Note – Jonathan Eisen invited Jack Gilbert to write a post about the Earth Microbiome Project especially in light of the recent paper on the topic by Gilbert et al. (see Eisen’s blog post about this paper here).
Post by Jack Gilbert submitted by email to Jonathan Eisen.
The Earth Microbiome Project started as a thought experiment. A ‘what if’ discussion to determine the potential scale of the problem associated with characterizing the breadth and depth of our observable microbial world. A lot of ideas were discussed during that first meeting, but we were firmly in the middle of the heyday of the ‘sequencing will solve it’ paradigm, and as all we had were extrapolative estimates about the diversity of microbial life, we decided that further data was an imperative.
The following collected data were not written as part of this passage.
PR #1104, opened 2024-07-19
Restore functionality of Google Sheets API tests

### LINKED ISSUE #1060: [Bug] Fix tests for `test_google_sheets`
## Detailed Description

There are some fixes we need to make to https://github.com/move-coop/parsons/blob/main/test/test_google/test_google_sheets.py. Specifically:
- tearDown is commented out - I presume we should re-enable it.
- Add a few strategic `time.sleep` calls so that you don't hit the [rate limit](https://developers.google.com/sheets/api/limits#quota).
  - Longer term maybe we want to look at https://docs.gspread.org/en/v6.0.0/api/http_client.html#gspread.BackOffHTTPClient ?
- `test_read_worksheet` and `test_read_sheet` read from fixed worksheets that many folks will not have access to. Can we have this point to the spreadsheet we make in setUp instead?
- `test_append_to_spreadsheet` literally says "BROKEN TEST", we should fix.

SorenSpicknall:
Resolves #1060 - I agree with [anzelpwj](https://github.com/anzelpwj) that it would be better to use backoff to avoid rate limiting in the long run (likely also true of other Parsons test scripts), but for the time being I've just instituted some judicious pauses along the test path.

### DIFF
--- a/test/test_google/test_google_sheets.py
+++ b/test/test_google/test_google_sheets.py
@@ -1,6 +1,7 @@
 import unittest
 import gspread
 import os
+import time
 
 from parsons import GoogleSheets, Table
 from test.utils import assert_matching_tables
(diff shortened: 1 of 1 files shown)


shaunagm (commented):
So this would add 40 seconds to the whole test suite, every time? That seems not ideal, although not a huge problem if this is just a quick fix.

It's not clear when gspread's BackOffHTTPClient will be ready but maybe we could mimic something like that with a decorator that looks for a given exception, waits, and retries? So that we're not adding 40+ seconds to our tests unless we have to?

This [stack overflow question](https://stackoverflow.com/questions/50246304/using-python-decorators-to-retry-request) gets at what I'm thinking.

SorenSpicknall:
> So this would add 40 seconds to the whole test suite, every time? That seems not ideal, although not a huge problem if this is just a quick fix.
> 
> It's not clear when gspread's BackOffHTTPClient will be ready but maybe we could mimic something like that with a decorator that looks for a given exception, waits, and retries? So that we're not adding 40+ seconds to our tests unless we have to?
> 
> This [stack overflow question](https://stackoverflow.com/questions/50246304/using-python-decorators-to-retry-request) gets at what I'm thinking.

I definitely agree from a design perspective, just trying to get things back up and running for now with limited time to contribute. FWIW, these tests are all _only_ live tests, so they won't run during a typical test run.

If that's a satisfactory limitation, we can merge as-is. If you prefer to implement a better approach right off the bat, it might take me awhile to get the time for it, but I'm down. My personal preference, given that these are live-only tests, is to merge this and then revisit for a better approach later since the current tests are fully broken.

shaunagm (approved):
I didn't notice that these were live tests. I think given that live tests don't run on each PR the added delays are not as problematic, and I'm ok to merge.

PR #981, opened 2024-01-27
Issue 910 - Added timeout to BigQuery load_job.result()

bear-jordan:
# Overview

This PR addresses [Issue #910](https://github.com/move-coop/parsons/issues/910). A timeout is added to prevent indefinite hanging.

From the original issue:

> Per [Google BQ query job documentation](https://cloud.google.com/python/docs/reference/bigquery/latest/google.cloud.bigquery.job.QueryJob#google_cloud_bigquery_job_QueryJob_result), it's possible to pass a default timeout parameter to the synchronous call that awaits a response.

> This change would require choosing a reasonable maximum default (30s?), setting that up as a configurable parameter, and passing that parameter into load_job.result.

# Changes
27/1/2024
- ~~Added `MAX_TIMEOUT = 30` constant~~ 
- ~~Updated `load_job.result()` to use `MAX_TIMEOUT`~~

31/1/2024 — @Jason94 
- Added `max_timeout: int = 30` as a keyword argument
- Updated `load_job.result()` to use `max_timeout`
- Added `DeadlineExceeded` error handling ([docs](https://googleapis.dev/python/google-api-core/latest/exceptions.html?highlight=deadlineexceeded#google.api_core.exceptions.DeadlineExceeded))

PR #1105, opened 2024-07-19
Add configurable timeout to BigQuery query jobs

### LINKED ISSUE #910: [Feature/Addition] Add Default Timeout to BigQuery Database Connections
Set a default `timeout` parameter for BigQuery queries.

## Detailed Description

Per [Google BQ query job documentation](https://cloud.google.com/python/docs/reference/bigquery/latest/google.cloud.bigquery.job.QueryJob#google_cloud_bigquery_job_QueryJob_result), it's possible to pass a default timeout parameter to the synchronous call that awaits a response.

This change would require choosing a reasonable maximum default (30s?), setting that up as a configurable parameter, and passing that parameter into `load_job.result`.

## Context

Generally, it's best practice to establish a timeout for database connections, to prevent code from indefinitely waiting for a response under unreliable network conditions. 

Per https://github.com/move-coop/parsons/issues/452, there was existing low-priority work to set this up with the built-in SQL connector.  Having a well-chosen default timeout and good notifications around errors will make everything dependent on parsons more robust.

## Possible Implementation

Should be as easy as changing 
https://github.com/move-coop/parsons/blob/55d371712193287fa775b23299e6e65756a26a17/parsons/google/google_bigquery.py#L417

and 
https://github.com/move-coop/parsons/blob/55d371712193287fa775b23299e6e65756a26a17/parsons/google/google_bigquery.py#L572

to `load_job.result(timeout=MAX_TIMEOUT)`

## Priority

High -- this is a very low lift now, but becomes much harder to implement and test once more code becomes dependent on the new BQ connector.

SorenSpicknall:
This picks up where somebody else's PR, #981, left off earlier this year. That PR closed because the original contributor deleted their fork after waiting unsuccessfully for merge.

This takes the spirit of those earlier proposed changes and adapts it to the current state of the BigQuery connector, hoping to resolve #910 once merged. I'm definitely open to a different approach if folks' thoughts on how to implement this default timeout have evolved since that last PR was active - @Jason94, I know you were part of that conversation at the time.


austinweisgrau:
Love it. Do you know if there's a default timeout in bigquery? 30 seconds seems perhaps a bit short to use as a default

shaunagm:
It looks like the default timeout is [6 hours](https://cloud.google.com/bigquery/quotas)? But @SorenSpicknall might know better than me, I don't use BigQuery and just got that from searching the documentation.

austinweisgrau (dismissed):
Shauna is right, the default BigQuery timeout is 6 hours. Definitely let's leave that default timeout at 6 hours and not shrink it to 30 seconds, that would cause some carnage

shaunagm:
@SorenSpicknall no rush, but this PR is ready to merge once the default timeout is set to 6 hours instead of 30 seconds. If you'd like I can change it for you & then merge.

SorenSpicknall:
All the test failures have to do with the Braintree version mismatch issue that @bmos has drafted a fix for in #1263, so once that's merged I can bring this branch up to date and we should be good to merge.

shaunagm (approved):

So we started the EMP, by essentially crowd sourcing samples from colleagues around the world, and then processing these samples in a standard way. What started out as a data gathering exercise to see if we could perform the statistical power calculation to determine the number of samples required to capture the breadth of diversity, has turned into something bigger and potentially more important. Using the resources at the EMP, the microbial ecology community and beyond have gained through improved access to high quality sequence data to test their hypotheses, as well as access to appropriate data analysis software and infrastructure to enable interpretation of the results. The EMP is not an edifice, it is an organic collaboration between hundreds of people around the globe, and that family will continue to grow.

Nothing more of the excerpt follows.